→ **What the task asks**:
Find the word "Good" in the records below. List each line containing it.
====== Data to examine ======
Issue #4228, opened 2024-07-23
[TASK]: Remove temporary from the TerariumAsset


YohannParis:
**Describe the task**
The goal of `isTemporary` was to decern an asset in a project or not. But now we have the ProjectAsset relationship.

**Task Items**
- [ ] Remove the `temporary` property of `TerariumAsset`
- [ ] Remove all related uses.

YohannParis:
irrelevant because of #4440

PR #4422, opened 2024-08-12
Update Simulate Output 

Tom-Szendrey:
# Description
-Rename simulate-ciemss drilldown to keep up with naming.
-Change simulate-ciemss state to include "forecastId" + rename inProgressForecastId
-Simulate node now outputs a dataset ID. This dataset is a temporary asset.

# Note
This is displaying the forecast's results not the output dataset's results.
Im not sure if this is a concern as the dataset created is from the forecast. 
**Please feel free to discuss on this PR.**


packages/client/hmi-client/src/components/workflow/ops/simulate-ciemss/tera-simulate-node-ciemss.vue
```diff
@@ -126,15 +128,23 @@ Provide a summary in 100 words or less.
 
 	const summaryResponse = await createLLMSummary(prompt);
 
+	const datasetName = `Forecast run ${runId}`;
+	const projectId = useProjects().activeProject.value?.id ?? '';
+	const datasetResult = await createTemporaryDatasetFromSimulationResult(projectId, runId, datasetName);
+	if (!datasetResult) {
+		logger.error('Error creating dataset from simulation result.');
+		return;
+	}
```
mwdchang, line 137: We have something called `createDatasetFromSimulationResult` - I am not familiar with it, but have we looked to see if we can use it or extend the feature to adapt to this use case? Cause at the surface it seems like you are doing very similar things.

https://github.com/DARPA-ASKEM/terarium/blob/412a24f7b5fc14d98dde66d72e21d3de111d6bde/packages/client/hmi-client/src/services/dataset.ts#L273-L276

Tom-Szendrey: I can add a flag to `createDatasetFromSimulationResult` for temporary 
And change the return type from boolean -> Dataset
as well as update the use of it in `saveDataset` to still have that boolean logic there

Good call give me a moment

packages/client/hmi-client/src/services/dataset.ts
```diff
@@ -252,27 +252,32 @@ async function createNewDatasetFromFile(
...
-): Promise<boolean> {
+	datasetName: string | null,
+	isTemporary?: boolean
+): Promise<Dataset | null> {
+	if (isTemporary === undefined) isTemporary = false;
 	try {
-		const response: AxiosResponse<Response> = await API.post(
-			`/simulations/${simulationId}/add-result-as-dataset-to-project/${projectId}?dataset-name=${datasetName}`
+		const response: AxiosResponse<Dataset> = await API.post(
+			`/simulations/${simulationId}/create-result-as-dataset/${projectId}?dataset-name=${datasetName}&is-temporary=${isTemporary}`
```
YohannParis, line 266: We have an issue #4228 to remove the `isTemporary`.
So I'm not sure we need to do this, here.

Tom-Szendrey: It was my understanding that when we run a forecast with a node we should create a _temporary_ dataset asset.
If the user then wants to save this asset into their project they would use this menu:
image

Which will create a copy of the dataset asset, marked as not temporary, and add this new asset to the project.

Do you have a quick minute to chat about this?

Tom-Szendrey: Thanks Yohann!

YohannParis (approved):

mwdchang (approved):
thanks

PR #4423, opened 2024-08-12
add petri-amr semantic check

mwdchang:
### Summary
AMR can be syntactically valid, but semantically flawed. This has created a lot of problems - we don't detect them early enough and then the errors downstream are cryptic and hard to trace. This PR adds a function to perform some semantic checks so we can leverage it to catch errors/warnings early on.

The function returns a listing of notable observations, with a type field indicating error and possible problems:

e.g.
```
[
  { type: 'error', content: 'states need to match initials' },
  { type: 'error', content: 'Vßaccinated has no initial' },
  { type: 'warn', content: 'Vßaccinated has no initial.expression' }
]
```

Note only the capability is added here, the check still need to be deployed/leveraged into the application itself.

### Testing
```
 yarn workspace hmi-client run test service
```


YohannParis (approved):
Let's implement it on the model operator to check user inputs are accurate.
Also on upload of a model before saving it to the back-end.

shawnyama (approved):

PR #4424, opened 2024-08-12
Update Calibrate Output Type

Tom-Szendrey:
# Description
-Update calibrate to output both a model config as well as a dataset.

image


shawnyama (approved):

packages/client/hmi-client/src/components/workflow/ops/calibrate-ciemss/tera-calibrate-node-ciemss.vue
```diff
@@ -396,13 +399,26 @@ watch(
 				initialSemanticList: _.cloneDeep(baseConfig.initialSemanticList),
 				inferredParameterList: inferredParameters
 			};
+
 			const modelConfigResponse = await createModelConfiguration(calibratedModelConfig);
+			const datasetName = `Forecast run ${state.forecastId}`;
+			const projectId = useProjects().activeProject.value?.id ?? '';
+			const datasetResult = await createDatasetFromSimulationResult(projectId, state.forecastId, datasetName, false);
+			if (!datasetResult) {
+				logger.error('Error creating dataset from simulation result.');
```
YohannParis, line 408: You should check what kind of error we get back from the endpoint, because if it's an 4XX or 5XX error, we already display a red message to the user, so another one will not make it better.

YohannParis (approved):

packages/client/hmi-client/src/components/workflow/ops/calibrate-ciemss/tera-calibrate-node-ciemss.vue
Tom-Szendrey: Removing log entirely as its already in the service file for us 
Good point

PR #4429, opened 2024-08-12
Update ensemble simulate output

Tom-Szendrey:
# Description
-Rename both ensemble's drilldowns to follow naming
-Update ensemble simulate state to include forecastId + rename inProgressForecastId to match
-Update simulate ensemble output type.


YohannParis (approved):
Nice work

PR #4441, opened 2024-08-13
Workflow wrapper class

mwdchang:
### Summary
Wrap workflow data structure inside WorkflowWrapper class to make accidental data corruption less likely.  There are a lot of changes but basically they are of the form:

From

```
blah = workflowService.doSomething(wf, param1, param2, ...)
```

To

```
blah wf.doSomething(param1, param2)
```

If you use the WorkflowWrapper then generally speaking you don't need to deal with isDeleted and version flags.


dvince2 (approved):
handy!

shawnyama (approved):

Tom-Szendrey (approved):
Thank you!!!

PR #4446, opened 2024-08-13
Add project search index with permission mirroring

kbirk:


packages/server/src/main/java/software/uncharted/terarium/hmiserver/controller/dataservice/ProjectController.java
```diff
@@ -1120,6 +1130,9 @@ public ResponseEntity<JsonNode> updateProjectUserPermissions(
 
 			final RebacProject what = new RebacProject(projectId, reBACService);
 			final RebacUser who = new RebacUser(userId, reBACService);
+
+			// no need to update the search perms since we cant never reduce below a read.
```
dgauldie, line 1134: double negative

packages/server/src/main/resources/static/es/index-templates/tds_2.0_project_index_template.json
```diff
@@ -0,0 +1,69 @@
...
+            },
+            "vector": {
+              "type": "dense_vector",
+              "element_type": "float",
+              "dims": 1536
+            },
+            "embeddingId": {
+              "type": "keyword"
+            },
+            "span": {
```
mwdchang, line 61: What are `embeddingId` and `span`?

packages/server/src/main/java/software/uncharted/terarium/hmiserver/controller/dataservice/ProjectController.java
kbirk: I've never not heard something that doesn't say that this isn't what you don't mean, or isn't it?

packages/server/src/main/resources/static/es/index-templates/tds_2.0_project_index_template.json
kbirk: The embedding generation can only take an input of a fixed size. So for large inputs we chunk them. Then the span a two element array containing the start / stop index in the source that the embedding references. 

So the id + span allows us the option to known exactly which chunk of text the lookup matches.

YohannParis (approved):

packages/server/src/main/java/software/uncharted/terarium/hmiserver/service/data/ProjectSearchService.java
```diff
@@ -0,0 +1,205 @@
...
+		elasticService.deleteIndex(index);
+	}
+
+	public void indexProject(final Project project) throws IOException {
+		final ProjectDocument doc = new ProjectDocument();
+		doc.setUserId(project.getUserId());
+		doc.setPublicAsset(project.getPublicAsset());
+		doc.setCreatedOn(new Timestamp(System.currentTimeMillis()));
+		doc.setUpdatedOn(new Timestamp(System.currentTimeMillis()));
+		doc.setPermissionJoin(PermissionJoin.CreateProjectJoin());
```
bigglesandginger, line 125: So this is the initial "permission" for a project, but it doesn't have a user assigned?  Why isn't the creator added to the list?

bigglesandginger:
The use of the word `permission` I think should be renamed to `canRead` or something like that as it does not track the Permission enum and instead is simply a list of users that can know of the project

packages/server/src/main/java/software/uncharted/terarium/hmiserver/service/data/ProjectSearchService.java
```diff
@@ -0,0 +1,205 @@
...
+		return elasticService.getIndexFromAlias(getAlias());
+	}
+
+	@Data
+	public static class PermissionJoin {
+
+		private String name = null;
+		private UUID parent = null;
+
+		static PermissionJoin CreateProjectJoin() {
```
bigglesandginger, line 50: should this not be `createProjectJoin()` as it is not the constructor for PermissionJoin

packages/server/src/main/java/software/uncharted/terarium/hmiserver/service/data/ProjectSearchService.java
```diff
@@ -0,0 +1,205 @@
...
+			final PermissionJoin join = new PermissionJoin();
+			join.setName("project");
+			join.setParent(null);
+			return join;
+		}
+
+		static PermissionJoin CreatePermissionJoin(final UUID projectId) {
```
bigglesandginger, line 57: should this not be `createPermissionJoin()` as it is not the constructor for PermissionJoin

packages/server/src/main/java/software/uncharted/terarium/hmiserver/service/data/ProjectSearchService.java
======
→ **Response for this exercise**:
Good call give me a moment
Good point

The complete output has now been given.